Divided by politics, united by the concept of ‘integration’: Two authors’ books cause debate in Germany

For years, ‘integration’ has been an omnipresent concept in Germany’s public debates on immigration and Islam. Even more so than in other European countries, this notion reigns hegemonic in the German context – even if it is mobilized for a range of very different political diagnoses and projects.

Public broadcaster ZDF brought together two of the leading figures in public debates on integration in its Forum on Friday show, a 15-minute debating segment catering to Muslim viewers and Islamic perspectives: Ahmad Mansour, a Palestinian Israeli psychologist and writer, and Aladin El-Mafaalani, a German sociologist of Syrian origin, met to debate their clashing views on the subject.

Two opposing diagnoses on the status of integration

The titles of their recently published books already highlight their opposing stances. Mansour’s Klartext zur Integration: Gegen falsche Toleranz und Panikmache (“Straight Talk on Integration: Against False Tolerance and Panic-mongering”) admonishes German society to deal more harshly with its unruly Muslim minority, whose integration has – by and large – failed in Mansour’s rendering of the story.
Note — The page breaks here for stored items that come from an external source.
PR #3056, opened 2024-12-03
Fix ga tag pattern and add tests

gousteris:
This PR:
* fixes GA tag pattern
goreleaser runs on an ubuntu VM managed by gh actions. ubuntu doesn't
understand `\d` for digits. Instead, using the equivalent pattern
`[0-9]` that works fine on ubuntu:

```
$ version=0.0.0
$ pattern='^\d+\.\d+\.\d+$'
$ if [[ $version =~ $pattern ]]; then echo match; fi
$ pattern='^[0-9]+\.[0-9]+\.[0-9]+$'
$ if [[ $version =~ $pattern ]]; then echo match; fi
match
```
* adds gh action step to test push_pkg_to_cloudsmith.sh

### DIFF
--- a/resources/scripts/push_pkg_to_cloudsmith.sh
+++ b/resources/scripts/push_pkg_to_cloudsmith.sh
@@ -40,7 +40,7 @@ else
     version=$PKG_VERSION
 fi
 
-GA_VERSION_PATTERN='^\d+\.\d+\.\d+$'
+GA_VERSION_PATTERN='^[0-9]+\.[0-9]+\.[0-9]+$'
 if [[ $version =~ $GA_VERSION_PATTERN ]]; then
   repo="redpanda"
 else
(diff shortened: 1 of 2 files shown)


resources/scripts/push_pkg_to_cloudsmith.sh
```diff
@@ -40,7 +40,7 @@ else
     version=$PKG_VERSION
 fi
 
-GA_VERSION_PATTERN='^\d+\.\d+\.\d+$'
+GA_VERSION_PATTERN='^[0-9]+\.[0-9]+\.[0-9]+$'
```
ivotron, line 43: would help if the commit message explains why this change is needed

ivotron (changes requested):

ivotron (approved):

peczenyj:
It os already done but you can also use posix classes like `[[:digit:]]`, if you think it is more readable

Pedagogical initiatives as well as a law-and-order approach are thus necessary to impress upon Muslims the ‘values’ of the German constitution: “Integration is not the celebration of differences but the establishment of rules”, Mansour asserts.
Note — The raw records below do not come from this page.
PR #3059, opened 2024-12-03
pgcdc: fix concurrent connection usage

rockwotj:
I tried to be good about writing commit messages to explain everything, but TL;DR is that we move all connection usage to postgres to a single thread to prevent concurrent usage (which is unsafe), and also removed the performance bottleneck when not emitting txn markers

- **pgcdc: rename Lsn to LSN**
- **pgcdc: make sure LSNs are lexicographical**
- **pgcdc: remove extra roundtrip for LSNs**
- **pgcdc: remove plugin handlers**
- **pgcdc: remove watermark**
- **pgcdc: don't regress the status update**
- **pgcdc: move all pg conn usage to a single goroutine**


emaxerrno:
Very cool fix

ooesili (approved):

PR #3063, opened 2024-12-05
Fix panic in redpanda_migrator output

mihaitodor:

PR #3065, opened 2024-12-06
Fix schema ID translation in `redpanda_migrator_bundle` output

mihaitodor:
We want to skip this when `translate_schema_ids: false` even if there's `schema_registry` component configured under `redpanda_migrator_bundle`.

This is a follow-up to #3063.


Jeffail (approved):
LGTM, thanks @mihaitodor

rockwotj (approved):
Looks good to me! Thanks for the fix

By contrast, El-Mafaalani’s Das Integrationsparadox: Warum gelungene Integration zu mehr Konflikten führt (“The Integration Paradox: Why Successful Integration Leads to More Conflicts”) starts from the assumption that integration has been thriving. It is because they are integrated that Muslims are increasingly vocal in voicing social and political claims in public: “Integration means more opportunities of participation”, Mafalaani says. “And that means that there are also more grounds to quarrel.”

Muslims’ failure to integrate

Mansour opens the exchange, observing the superficial state of much of the debate on integration. The reason lies, according to the 42-year-old, in the fact that uncomfortable issues are rendered taboo by a liberal-leftist mainstream.
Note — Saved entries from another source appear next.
PR #3073, opened 2024-12-11
Sftp refactor

ooesili:
Before this commit, when a file was exuasted the `ReadBatch` method
returned ErrNotConnected which cause the engine to call `Connect` again.
Aside from being awkward, this causes the connection status to
incorrectly be reported as disconnected during normal operation.

This commit moves the logic to advance to the next file when the current
file is exhuasted into a the ReadBatch method.

Builds on top of #3037

### DIFF
--- a/internal/impl/sftp/input.go
+++ b/internal/impl/sftp/input.go
@@ -213,7 +213,7 @@ func (s *sftpReader) ReadBatch(ctx context.Context) (service.MessageBatch, servi
 	s.stateLock.Lock()
 	defer s.stateLock.Unlock()
 
-	parts, codecAckFn, err := s.tryReadBatchV2(ctx)
+	parts, codecAckFn, err := s.tryReadBatch(ctx)
 	if errors.Is(err, sftp.ErrSSHFxConnectionLost) {
 		s.closeScanner(ctx)
 		s.closeClient()
@@ -222,7 +222,7 @@ func (s *sftpReader) ReadBatch(ctx context.Context) (service.MessageBatch, servi
 	return parts, codecAckFn, nil
 }
 
-func (s *sftpReader) tryReadBatchV2(ctx context.Context) (service.MessageBatch, service.AckFunc, error) {
+func (s *sftpReader) tryReadBatch(ctx context.Context) (service.MessageBatch, service.AckFunc, error) {
 	client, cleanup, err := s.initClient()
 	if err != nil {
 		return nil, nil, err
@@ -363,11 +363,11 @@ type pathProvider interface {
 	Ack(context.Context, string, error) error
 }
 
-type staticPathProviderV2 struct {
+type staticPathProvider struct {
 	expandedPaths []string
 }
 
-func (s *staticPathProviderV2) Next(context.Context, *sftp.Client) (string, bool, error) {
+func (s *staticPathProvider) Next(context.Context, *sftp.Client) (string, bool, error) {
 	if len(s.expandedPaths) == 0 {
 		return "", false, nil
 	}
@@ -376,7 +376,7 @@ func (s *staticPathProviderV2) Next(context.Context, *sftp.Client) (string, bool
 	return path, true, nil
 }
 
-func (s *staticPathProviderV2) Ack(context.Context, string, error) error {
+func (s *staticPathProvider) Ack(context.Context, string, error) error {
 	return nil
 }
 
@@ -466,7 +466,7 @@ func (w *watcherPathProvider) Ack(ctx context.Context, name string, err error) (
 
 func (s *sftpReader) getFilePathProvider(client *sftp.Client) pathProvider {
 	if !s.watcherEnabled {
-		provider := &staticPathProviderV2{}
+		provider := &staticPathProvider{}
 		for _, path := range s.paths {
 			expandedPaths, err := client.Glob(path)
 			if err != nil {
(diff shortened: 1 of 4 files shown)


internal/impl/sftp/input.go
```diff
@@ -173,180 +174,209 @@ func newSFTPReaderFromParsed(conf *service.ParsedConfig, mgr *service.Resources)
...
+			s.log.With("error", err).Error("Failed to close scanner")
+		}
+		s.scanner = nil
+		s.currentPath = ""
+	}
+}
 
-var errEndOfPaths = errors.New("end of paths")
+func (s *sftpReader) closeClient() {
+	if s.client == nil {
```
mihaitodor, line 353: Not sure if it's an issue, but when `s.closed == true`, can we get multiple concurrent calls to this `closeClient()` method via the `initClient()` `cleanup` which is called in the ackFn callback. If yes, I'm thinking that one goroutine could close the client while the other one is just preparing to remove the file.

mihaitodor (commented):
Hey @ooesili, thanks for bearing with me for a review on this! Really awesome job man 🏆 This does make it easier to go through the code. I think I saw a few potential issues, but should be good otherwise.

I think @rockwotj also left a few comments in #3037. Please have a look and then I'm happy to merge both PRs.

internal/impl/sftp/input.go
```diff
@@ -173,177 +176,243 @@ func newSFTPReaderFromParsed(conf *service.ParsedConfig, mgr *service.Resources)
...
+func (s *sftpReader) tryReadBatch(ctx context.Context) (service.MessageBatch, service.AckFunc, error) {
+	if err := s.initScanner(ctx); err != nil {
+		return nil, nil, err
 	}
 
-	parts, codecAckFn, err := scanner.NextBatch(ctx)
+	s.stateLock.Lock()
+	defer s.stateLock.Unlock()
+
+	parts, codecAckFn, err := s.scanner.NextBatch(ctx)
```
Jeffail, line 258: I'm not sure it's actually possible to be hit in practice but there's a race condition here, as the lock around `s.scanner` is yielded within `initScanner` before the lock is re-acquired, so there's opportunity for another goroutine to set `s.scanner` to `nil` in that gap. If you want to avoid this then have `initScanner` return the scanner pointer and use that reference.

internal/impl/sftp/input.go
```diff
@@ -173,177 +176,243 @@ func newSFTPReaderFromParsed(conf *service.ParsedConfig, mgr *service.Resources)
...
+
+		details := service.NewScannerSourceDetails()
+		details.SetName(path)
+		scanner, err := s.scannerCtor.Create(file, s.newCodecAckFn(path), details)
+		if err != nil {
+			_ = file.Close()
+			return fmt.Errorf("creating scanner: %w", err)
+		}
+
+		s.stateLock.Lock()
```
Jeffail, line 328: Re-acquiring the lock here means there's a period of time where another goroutine could potentially have used the client to open a file, create a scanner and assign it, and now this goroutine is going to overwrite `s.scanner`, which means it's lost. I think in terms of performance you should be fine holding the lock for the entire method call.

Jeffail (commented):
Found a couple of concurrency issues, I don't think either would actually be encountered in practice, but it's better to hold the locks for longer and be sure.

internal/impl/sftp/input.go
ooesili: Wow good catch. I'll do this

internal/impl/sftp/input.go
ooesili: The problem holding the lock for the entire call is that in watch mode it will hold the lock open while `s.pathProvider.Next()` blocks and waits for a new file, which will cause AckFns to block because they need to grab the lock for a bit too to access `s.pathProvider`

internal/impl/sftp/input.go
```diff
@@ -173,184 +173,190 @@ func newSFTPReaderFromParsed(conf *service.ParsedConfig, mgr *service.Resources)
...
+			return nil
 		}
+
+		if s.deleteOnFinish {
+			if err := s.client.Remove(path); err != nil {
+				return fmt.Errorf("remove %v: %w", path, err)
+			}
+		}
+
+		time.Sleep(time.Millisecond * 100)
```
mihaitodor, line 310: Is this intentional? (If yes, a comment would be handy)

internal/impl/sftp/input.go
```diff
@@ -433,21 +448,22 @@ func (w *watcherPathProvider) Ack(ctx context.Context, name string, err error) (
...
+		provider := &staticPathProvider{}
+		for _, path := range s.paths {
+			expandedPaths, err := client.Glob(path)
 			if err != nil {
-				s.log.Warnf("Failed to scan files from path %v: %v", p, err)
+				s.log.Warnf("Failed to scan files from path %v: %v", path, err)
 				continue
 			}
-			filepaths = append(filepaths, paths...)
+			provider.expandedPaths = append(provider.expandedPaths, expandedPaths...)
```
mihaitodor, line 460: This `append` looks redundant since `provider.expandedPaths` is initialised on line 453

mihaitodor (approved):
Nice job @ooesili! 🏆 Thanks for bearing with us on this review! The pool implementation looks like a great idea!

I left a small comment and please don't forget to add a note in the Changelog.

Feel free to merge if the stuff Ash mentioned is sorted.

internal/impl/sftp/input.go
ooesili: Nope, removed

internal/impl/sftp/input.go
Jeffail: Ah I see 👍

Jeffail (approved):
LGTM 🎉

Many Muslim migrants “reject and hold in contempt the values [Werte] of the German Basic Law”, according to Mansour. Initially leaving these values undefined, he subsequently lists four areas of concern: patriarchal gender norms, the rejection of freedom of religion and freedom of opinion, as well as the repudiation of Germany’s “historical responsibility” vis-à-vis the Jews and the state of Israel. These four issues are traced by Mansour to a particularly retrograde understanding of Islam.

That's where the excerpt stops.